Davis, Christal N and Ramer, Nolan E and Squeglia, Lindsay M and Gex, Kathryn S and McRae-Clark, Aimee L and McKee, Sherry A and Roberts, Walter and Gray, Kevin M and Baker, Nathaniel L and Tomko, Rachel L (2024) Alcohol use and cannabis craving in daily life: sex differences and associations among young adults. Alcohol, Clinical & Experimental Research, Early online, https://doi.org/10.1111/acer.15461.
External website: https://onlinelibrary.wiley.com/doi/10.1111/acer.1...
BACKGROUND: Alcohol and cannabis are commonly used together by young adults. With frequent pairings, use of one substance may become a conditioned cue for use of a second, commonly co-used substance. Although this has been examined for alcohol and cannabis in laboratory conditions and with remote monitoring, no research has examined whether pharmacologically induced cross-substance craving occurs in naturalistic conditions.
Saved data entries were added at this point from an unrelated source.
Issue #11804, opened 2018-11-01
Apply ability filter user containers from among others


AndrienkoAleksandr:
### Description
In the Che 7 Workspace Model, a user is able to define a list of own "containers" and apply Che Plugins "tooling containers". Then all containers(machines) are available in `Workspace#getRuntime#getMachines` but it is not possible to identify which of containers are user-defined.
It makes sense to have an ability to identify where container comes from User Recipe or Che Plugin since this list is used for opening a terminal, executing of command.
A special attribute in [Machine#getAttributes](https://github.com/eclipse/che/blob/master/core/che-core-api-model/src/main/java/org/eclipse/che/api/core/model/workspace/runtime/Machine.java#L24) would be fine.

garagatyi:
Well, sometimes it makes sense to execute command or have a terminal into tolling containers too! For example into Theia container

sleshchenko:
> Well, sometimes it makes sense to execute command or have a terminal into tolling containers too! For example into Theia container

@garagatyi Yeah, I agree. Let me clarify that Client would be able not just filter machines, but like order them (like first user-defined and then tooling) or display some labels near machine names to make it clear where it comes from.

slemeur:
What is your proposal for jwt-proxy then?

AndrienkoAleksandr:
Needed for https://github.com/eclipse/che/issues/11804 too.

PR #12386, opened 2019-01-11
Filter workspace containers like tools and user's

AndrienkoAleksandr:
### Referenced issue
https://github.com/eclipse/che/issues/11804

Add ability filter workspace containers like 'user-container' and 'tool-container'. 

Signed-off-by: Oleksandr Andriienko <oandriie@redhat.com>


wsmaster/che-core-api-workspace-shared/src/main/java/org/eclipse/che/api/workspace/shared/Constants.java
```diff
@@ -162,5 +162,7 @@
 
   public static final String NO_ENVIRONMENT_RECIPE_TYPE = "no-environment";
 
+  public static final String CONTAINER_TYPE_ATTRIBUTE = "type";
```
garagatyi: Please, add javadocs

infrastructures/kubernetes/src/main/java/org/eclipse/che/workspace/infrastructure/kubernetes/wsplugins/KubernetesPluginsToolingApplier.java
```diff
@@ -194,6 +196,7 @@ private void addSidecar(
             .build();
 
     InternalMachineConfig machineConfig = machineResolver.resolve();
+    machineConfig.getAttributes().put(CONTAINER_TYPE_ATTRIBUTE, "tool-container");
```
garagatyi: It would be better to make value a constant too

wsmaster/che-core-api-workspace/src/main/java/org/eclipse/che/api/workspace/server/WorkspaceRuntimes.java
```diff
@@ -340,6 +341,11 @@ public WorkspaceStatus getStatus(String workspaceId) {
           createInternalEnvironment(
               environment, workspaceConfig.getAttributes(), workspaceConfig.getCommands());
       RuntimeContext runtimeContext = infrastructure.prepare(runtimeId, internalEnv);
+
+      internalEnv.getMachines()
```
sleshchenko: Please consider moving this logic to [InternalEnvironmentFactory](https://github.com/eclipse/che/blob/aaa8f424cd198e68e128bca939d9ac058b9ea52e/wsmaster/che-core-api-workspace/src/main/java/org/eclipse/che/api/workspace/server/spi/environment/InternalEnvironmentFactory.java)

wsmaster/che-core-api-workspace/src/main/java/org/eclipse/che/api/workspace/server/WorkspaceRuntimes.java
```diff
@@ -340,6 +341,11 @@ public WorkspaceStatus getStatus(String workspaceId) {
...
+              .values()
+              .forEach(internalMachineConf -> internalMachineConf.getAttributes().put(CONTAINER_TYPE_ATTRIBUTE, "user-container"));
```
garagatyi: It would be better to make value a constant too

wsmaster/che-core-api-workspace/src/main/java/org/eclipse/che/api/workspace/server/WorkspaceRuntimes.java
garagatyi: What behavior would be if there was a machine without such an attribute?
What if the container doesn't have a corresponding machine?
Do you cover JWT proxy in this PR?

AndrienkoAleksandr: > What behavior would be if there was a machine without such an attribute?

I think if machine without attribute - that's something that was bringing from our api, it's some internal stuff and we should not display it for end users. It's implementation specific stuff and it should be hidden.

> Do you cover JWT proxy in this PR?

I didn't take a look this case. I will take a look.

l0rd:
The final goal is to filter out containers where a user can open a terminal. I think we should make it explicit and instead of `type: [user-container|tool-container]` we should use `terminal-available: [true|false]`. Does that make sense?

sleshchenko:
@l0rd It makes sense for me. Because plugin (tooling) may provide some CLI software in sidecar, like maven, git. And then it makes sense to propose user open terminal there.
But I also think that `terminal-available: false` should not deny terminal access but just hide such containers from a containers list by default. Terminal access to such containers may be useful while investigation plugins errors. WDYT?

garagatyi:
> The final goal is to filter out containers where a user can open a terminal. I think we should make it explicit and instead of `type: [user-container|tool-container]` we should use `terminal-available: [true|false]`. Does that make sense?

Why should we state that the terminal is NOT available in other containers? I think that there are cases when someone would want to have the terminal in those containers. At least Che/Theia contributors that found a bug while working with the project. We might skip those containers by default, but this doesn't mean we should say that the terminal is not available for them overall.

AndrienkoAleksandr:
@l0rd My changes supposed to be used not only for terminal access but also for an ability for hiding tools containers on  `Theia Containers View` that Stevan asks [[1](https://github.com/eclipse/che-theia/pull/13#issuecomment-453426644)]
[1] https://github.com/eclipse/che-theia/pull/13#issuecomment-453426644
And it could be useful for che-theia tasks too.

l0rd:
@sleshchenko yes it's just to filter them out from theia command palette. Maybe the attribute `visible-in-terminal` or `enable-terminal` would be better better? But anyway I think that we should avoid that common users get confused with containers where they should 99% of the time they will never open a terminal. For debugging purposes advanced contributors will `oc rsh` or `k exec`.

@garagatyi agreed. I see this PR as a first step (add the enable terminal attribute and make it true by default for users containers and false for plugins). A second PR should follow to make it possible to enable terminal for plugin containers. And as a third and final step we should implement the ability to disable terminal for some runtime containers.

@AndrienkoAleksandr I believe that the semantic is different and thus we need 2 distinct attributes. There will be situations where I don't want to enable a terminal but I want to see the container amongst the list and vice-versa. Think about plugins as well: jdt.ls sidecar for instance won't be a user container but the user will probably want to open a terminal there and we want to see it amongst the container list as well. Let's be explicit and use 2 different attributes (e.g. `enable-terminal` + `view-in-container-list`).

wsmaster/che-core-api-workspace-shared/src/main/java/org/eclipse/che/api/workspace/shared/Constants.java
AndrienkoAleksandr: Done.

wsmaster/che-core-api-workspace/src/main/java/org/eclipse/che/api/workspace/server/WorkspaceRuntimes.java
AndrienkoAleksandr: Thanks. Done.

infrastructures/kubernetes/src/main/java/org/eclipse/che/workspace/infrastructure/kubernetes/wsplugins/KubernetesPluginsToolingApplier.java
AndrienkoAleksandr: Done.

wsmaster/che-core-api-workspace/src/main/java/org/eclipse/che/api/workspace/server/WorkspaceRuntimes.java
AndrienkoAleksandr: Done.

wsmaster/che-core-api-workspace/src/main/java/org/eclipse/che/api/workspace/server/WorkspaceRuntimes.java
sleshchenko: @garagatyi Good catch. I think the following attribute should be added to machine of `JwtProxy`. See https://github.com/eclipse/che/blob/a1417ac9c63d40ffbbb5bffee46a55c36788c150/infrastructures/kubernetes/src/main/java/org/eclipse/che/workspace/infrastructure/kubernetes/server/secure/jwtproxy/JwtProxyProvisioner.java#L256

AndrienkoAleksandr:
@l0rd Thanks for sharing Devfile model. I was not aware of it before.
@skabashnyuk  @sleshchenko and I discussed a bit how it can works with Devfile. Now, Devfile is converted to Workspace Config model. plugins, editor tools are stored in `WorkspaceConfig#attributes` and `kubernetes/openshift` tool is stored in `WorkspaceConfig#recipe`. Then we could auto provision source machine attribute that would indicate where machine comes from. Possible values: `recipe` , `plugin`, `system` (for jwt-proxy machine).
@l0rd WDYT?

l0rd:
Well Devfile is supposed to become the new way to define a workspace and the wording should not change much. WorkspaceConfig attributes instead may change names in next releases. I am not sure how long we will keep the name `recipe` for instance.

sleshchenko:
@l0rd Maybe later when `Devfile` will be the new way to define a workspace we could use another attribute marker like `tool type`, then we would have `plugin`, `editor`, `kubernetes`, `dockerimage`, etc. and client would not show containers of `plugin` and `editor` tools.
Since this attribute marker is not stored anywhere it should not be a big deal to rework Che Server and UI to use new attribute marker later. WDYT?

l0rd (approved):
@AndrienkoAleksandr let's merge this PR in its current status. We don't need to discuss too much about it right now and we can rework if needed in the future.

We can even use the `tool` attribute because we plan to rename `tools` to `components` in the devfile.

wsmaster/che-core-api-workspace-shared/src/main/java/org/eclipse/che/api/workspace/shared/Constants.java
```diff
@@ -162,5 +162,14 @@
 
   public static final String NO_ENVIRONMENT_RECIPE_TYPE = "no-environment";
 
+  /** Attribute to mark source of the container. */
+  public static final String CONTAINER_SOURCE_ATTRIBUTE = "source";
+
+  /** Mark containers applied to workspace with help recipe definition. */
+  public static final String RECIPE = "recipe";
```
sleshchenko: I think the constant name should be more self-explained, like `RECIPE_CONTAINER_SOURCE`. The same about `TOOL` constant

sleshchenko (approved):
LGTM

wsmaster/che-core-api-workspace/src/main/java/org/eclipse/che/api/workspace/server/spi/environment/InternalEnvironmentFactory.java
```diff
@@ -100,14 +103,17 @@ public T create(@Nullable final Environment sourceEnv)
...
+        InternalMachineConfig internalMachineConfig =
             new InternalMachineConfig(
                 installers,
                 normalizeServers(machineConfig.getServers()),
                 machineConfig.getEnv(),
                 machineConfig.getAttributes(),
-                machineConfig.getVolumes()));
+                machineConfig.getVolumes());
+
+        internalMachineConfig.getAttributes().put(CONTAINER_SOURCE_ATTRIBUTE, RECIPE);
```
sleshchenko: Please adapt `InternalEnvironmentFactoryTest` to check this case.

garagatyi: I think that in this case, you would not add an attribute to machines added by the environment factory implementation.

garagatyi (changes requested):

wsmaster/che-core-api-workspace/src/main/java/org/eclipse/che/api/workspace/server/spi/environment/InternalEnvironmentFactory.java
sleshchenko: @garagatyi Nice catch!
@AndrienkoAleksandr Please consider reworking it in the following way:
```java
    T internalEnv = doCreate(recipe, machines, warnings);

    internalEnv.getMachines()
        .values()
        .forEach(m -> m.getAttributes().put(CONTAINER_SOURCE_ATTRIBUTE, RECIPE));

    return internalEnv;
```
And consider adding a test case for it.

AndrienkoAleksandr: Fixed

wsmaster/che-core-api-workspace-shared/src/main/java/org/eclipse/che/api/workspace/shared/Constants.java
AndrienkoAleksandr: Done

infrastructures/kubernetes/src/main/java/org/eclipse/che/workspace/infrastructure/kubernetes/server/secure/jwtproxy/JwtProxyProvisioner.java
```diff
@@ -126,7 +128,9 @@ public JwtProxyProvisioner(
             MEMORY_LIMIT_ATTRIBUTE,
             Long.toString(memoryLimitLong),
             MEMORY_REQUEST_ATTRIBUTE,
-            Long.toString(memoryLimitLong));
+            Long.toString(memoryLimitLong),
+            CONTAINER_SOURCE_ATTRIBUTE,
+            TOOL_CONTAINER_SOURCE);
```
sleshchenko, line 133: It would be nice to have the corresponding check in `JwtProxyProvisionerTest`

infrastructures/kubernetes/src/main/java/org/eclipse/che/workspace/infrastructure/kubernetes/wsplugins/KubernetesPluginsToolingApplier.java
```diff
@@ -194,6 +196,7 @@ private void addSidecar(
             .build();
 
     InternalMachineConfig machineConfig = machineResolver.resolve();
+    machineConfig.getAttributes().put(CONTAINER_SOURCE_ATTRIBUTE, TOOL_CONTAINER_SOURCE);
```
sleshchenko, line 199: It would be nice to have the corresponding test in `KubernetesPluginsToolingApplierTest`

sleshchenko (approved):
LGTM

sleshchenko:
ci-test

garagatyi (approved):

AndrienkoAleksandr:
ci-test

sleshchenko:
@AndrienkoAleksandr `ci-test` job failed because there is file with broken format `/home/codenvy/workspace/che-pullrequests-test-ocp/wsmaster/che-core-api-workspace/src/test/java/org/eclipse/che/api/workspace/server/spi/environment/InternalEnvironmentFactoryTest.java`. Please execute `mvn sortpom:sort license:format fmt:format`

ashumilova:
ci-test

AndrienkoAleksandr:
@eclipse/eclipse-che-qa Please verify the last test-report: https://github.com/eclipse/che/pull/12386#issuecomment-458638296

musienko-maxim (approved):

METHODS: In a sample of 63 frequent cannabis-using young adults (54% female) who completed 2 weeks of ecological momentary assessment, we tested whether alcohol use was associated with stronger in-the-moment cannabis craving. We also examined whether sex moderated this association and whether cannabis craving was stronger at higher levels of alcohol consumption.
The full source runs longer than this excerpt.